▸ Entries provided:
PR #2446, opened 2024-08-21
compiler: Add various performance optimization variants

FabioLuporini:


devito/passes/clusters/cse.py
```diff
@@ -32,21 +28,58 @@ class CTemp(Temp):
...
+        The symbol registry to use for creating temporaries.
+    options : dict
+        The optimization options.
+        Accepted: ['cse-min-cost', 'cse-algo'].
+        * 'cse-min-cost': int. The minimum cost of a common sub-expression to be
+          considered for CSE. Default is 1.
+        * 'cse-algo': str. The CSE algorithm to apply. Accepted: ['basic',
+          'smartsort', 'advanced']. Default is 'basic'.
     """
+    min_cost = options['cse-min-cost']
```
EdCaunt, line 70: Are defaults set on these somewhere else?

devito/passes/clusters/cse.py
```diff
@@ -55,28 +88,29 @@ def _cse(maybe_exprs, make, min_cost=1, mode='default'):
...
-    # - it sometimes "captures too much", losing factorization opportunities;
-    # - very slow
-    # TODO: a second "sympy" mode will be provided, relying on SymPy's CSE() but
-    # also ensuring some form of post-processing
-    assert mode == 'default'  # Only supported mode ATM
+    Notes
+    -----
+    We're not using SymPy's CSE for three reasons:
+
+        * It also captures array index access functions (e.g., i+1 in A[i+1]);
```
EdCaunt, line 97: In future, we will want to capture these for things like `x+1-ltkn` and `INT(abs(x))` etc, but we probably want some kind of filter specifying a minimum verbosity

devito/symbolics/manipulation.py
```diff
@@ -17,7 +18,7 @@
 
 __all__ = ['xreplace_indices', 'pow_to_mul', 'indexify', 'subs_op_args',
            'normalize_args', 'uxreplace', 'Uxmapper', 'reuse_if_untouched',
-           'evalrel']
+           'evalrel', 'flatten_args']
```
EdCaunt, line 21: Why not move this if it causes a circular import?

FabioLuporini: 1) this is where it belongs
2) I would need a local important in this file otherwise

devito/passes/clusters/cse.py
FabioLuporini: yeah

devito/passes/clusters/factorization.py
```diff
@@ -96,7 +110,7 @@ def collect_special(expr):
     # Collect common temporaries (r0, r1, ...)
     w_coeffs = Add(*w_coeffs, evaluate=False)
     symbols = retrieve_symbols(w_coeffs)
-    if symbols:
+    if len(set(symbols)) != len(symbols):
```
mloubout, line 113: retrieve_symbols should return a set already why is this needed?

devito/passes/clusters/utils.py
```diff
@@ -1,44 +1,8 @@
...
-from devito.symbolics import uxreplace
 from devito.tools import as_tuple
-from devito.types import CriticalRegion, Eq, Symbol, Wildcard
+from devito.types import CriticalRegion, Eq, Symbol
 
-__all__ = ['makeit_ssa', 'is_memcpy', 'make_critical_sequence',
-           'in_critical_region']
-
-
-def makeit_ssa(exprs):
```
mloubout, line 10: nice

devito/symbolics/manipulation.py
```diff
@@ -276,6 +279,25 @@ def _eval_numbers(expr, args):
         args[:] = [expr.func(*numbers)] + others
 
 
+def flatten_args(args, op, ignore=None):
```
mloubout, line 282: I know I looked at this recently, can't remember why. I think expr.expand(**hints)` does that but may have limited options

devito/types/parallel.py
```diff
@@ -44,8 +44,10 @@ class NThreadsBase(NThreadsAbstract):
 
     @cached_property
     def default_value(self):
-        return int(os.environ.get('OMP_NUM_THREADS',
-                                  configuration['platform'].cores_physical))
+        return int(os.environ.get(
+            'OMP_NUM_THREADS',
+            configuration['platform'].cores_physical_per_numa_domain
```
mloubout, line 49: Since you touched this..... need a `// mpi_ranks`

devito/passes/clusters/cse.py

...

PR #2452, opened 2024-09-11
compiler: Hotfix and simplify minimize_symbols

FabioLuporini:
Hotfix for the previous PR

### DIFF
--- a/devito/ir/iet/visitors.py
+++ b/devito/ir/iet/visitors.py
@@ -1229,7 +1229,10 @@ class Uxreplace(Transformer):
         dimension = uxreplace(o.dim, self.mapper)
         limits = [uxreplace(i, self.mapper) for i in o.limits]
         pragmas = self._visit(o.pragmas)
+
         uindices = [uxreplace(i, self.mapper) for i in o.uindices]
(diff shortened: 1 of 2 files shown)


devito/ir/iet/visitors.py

▸ Your instructions: Using the records above, list each line that includes "from".

▸ Answer space:
-from devito.symbolics import uxreplace
 from devito.tools import as_tuple
-from devito.types import CriticalRegion, Eq, Symbol, Wildcard
+from devito.types import CriticalRegion, Eq, Symbol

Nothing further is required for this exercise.